[Dataset entries]
PR #5774, opened 2022-06-13
Cache empty participation flags array for faster resetting

### LINKED ISSUE #5448: Optimise resetting participation flag lists
### Description
EpochProcessorAltair needs to set all participation flags back to zero which is quite expensive. We should create an optimised way to do this reset.  #5349 is one such approach but needs some additional tidy up to get the details right.

rolfyone:
Will still need to fall back to the old `setAll` behaviour if the number of validators is below the current (older states for example that may have less validators)

```
before:
   Benchmark                                 (validatorsCount)   Mode  Cnt  Score   Error  Units
   EpochTransitionBenchmark.epochTransition             400000  thrpt   10  1.047 ± 0.070  ops/s

after:
   Benchmark                                 (validatorsCount)   Mode  Cnt  Score   Error  Units
   EpochTransitionBenchmark.epochTransition             400000  thrpt   10  1.402 ± 0.147  ops/s
```

partially addresses #5448

## Documentation

## Changelog

### DIFF
--- a/ethereum/spec/src/main/java/tech/pegasys/teku/spec/logic/versions/altair/statetransition/epoch/EpochProcessorAltair.java
+++ b/ethereum/spec/src/main/java/tech/pegasys/teku/spec/logic/versions/altair/statetransition/epoch/EpochProcessorAltair.java
@@ -14,8 +14,8 @@
 package tech.pegasys.teku.spec.logic.versions.altair.statetransition.epoch;
 
 import java.util.List;
-import java.util.stream.Collectors;
-import java.util.stream.Stream;
+import java.util.Optional;
+import tech.pegasys.teku.infrastructure.ssz.SszList;
 import tech.pegasys.teku.infrastructure.ssz.SszMutableList;
 import tech.pegasys.teku.infrastructure.ssz.collections.SszMutableUInt64List;
 import tech.pegasys.teku.infrastructure.ssz.primitive.SszByte;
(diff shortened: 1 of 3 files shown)


ethereum/spec/src/main/java/tech/pegasys/teku/spec/logic/versions/altair/statetransition/epoch/EpochProcessorAltair.java
```diff
@@ -146,4 +155,29 @@ public void processInactivityUpdates(
...
   }
+
+  private Optional<SszList<SszByte>> getZeroParticipationFlags(final BeaconStateAltair state) {
+    SszList<SszByte> flags = zeroParticipationFlags;
+    SszMutableList<SszByte> mutableFlags;
+    if (flags == null) {
+      mutableFlags = state.getCurrentEpochParticipation().getSchema().of().createWritableCopy();
+      mutableFlags.setAll(SszByte.ZERO, state.getValidators().size());
+      flags = mutableFlags.commitChanges();
+      zeroParticipationFlags = flags;
```
ajsutton, line 166: nit: Can move this line to just before the return and avoid the duplication. In fact both the flags and zeroParticipationFlags assignments could move down.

- **Problem**
The records above should be restated word for word, please.

- **Problem solution**
PR #5774, opened 2022-06-13
Cache empty participation flags array for faster resetting

### LINKED ISSUE #5448: Optimise resetting participation flag lists
### Description
EpochProcessorAltair needs to set all participation flags back to zero which is quite expensive. We should create an optimised way to do this reset.  #5349 is one such approach but needs some additional tidy up to get the details right.

rolfyone:
Will still need to fall back to the old `setAll` behaviour if the number of validators is below the current (older states for example that may have less validators)

```
before:
   Benchmark                                 (validatorsCount)   Mode  Cnt  Score   Error  Units
   EpochTransitionBenchmark.epochTransition             400000  thrpt   10  1.047 ± 0.070  ops/s

after:
   Benchmark                                 (validatorsCount)   Mode  Cnt  Score   Error  Units
   EpochTransitionBenchmark.epochTransition             400000  thrpt   10  1.402 ± 0.147  ops/s
```

partially addresses #5448

## Documentation

## Changelog

### DIFF
--- a/ethereum/spec/src/main/java/tech/pegasys/teku/spec/logic/versions/altair/statetransition/epoch/EpochProcessorAltair.java
+++ b/ethereum/spec/src/main/java/tech/pegasys/teku/spec/logic/versions/altair/statetransition/epoch/EpochProcessorAltair.java
@@ -14,8 +14,8 @@
 package tech.pegasys.teku.spec.logic.versions.altair.statetransition.epoch;
 
 import java.util.List;
-import java.util.stream.Collectors;
-import java.util.stream.Stream;
+import java.util.Optional;
+import tech.pegasys.teku.infrastructure.ssz.SszList;
 import tech.pegasys.teku.infrastructure.ssz.SszMutableList;
 import tech.pegasys.teku.infrastructure.ssz.collections.SszMutableUInt64List;
 import tech.pegasys.teku.infrastructure.ssz.primitive.SszByte;
(diff shortened: 1 of 3 files shown)


ethereum/spec/src/main/java/tech/pegasys/teku/spec/logic/versions/altair/statetransition/epoch/EpochProcessorAltair.java
```diff
@@ -146,4 +155,29 @@ public void processInactivityUpdates(
...
   }
+
+  private Optional<SszList<SszByte>> getZeroParticipationFlags(final BeaconStateAltair state) {
+    SszList<SszByte> flags = zeroParticipationFlags;
+    SszMutableList<SszByte> mutableFlags;
+    if (flags == null) {
+      mutableFlags = state.getCurrentEpochParticipation().getSchema().of().createWritableCopy();
+      mutableFlags.setAll(SszByte.ZERO, state.getValidators().size());
+      flags = mutableFlags.commitChanges();
+      zeroParticipationFlags = flags;
```
ajsutton, line 166: nit: Can move this line to just before the return and avoid the duplication. In fact both the flags and zeroParticipationFlags assignments could move down.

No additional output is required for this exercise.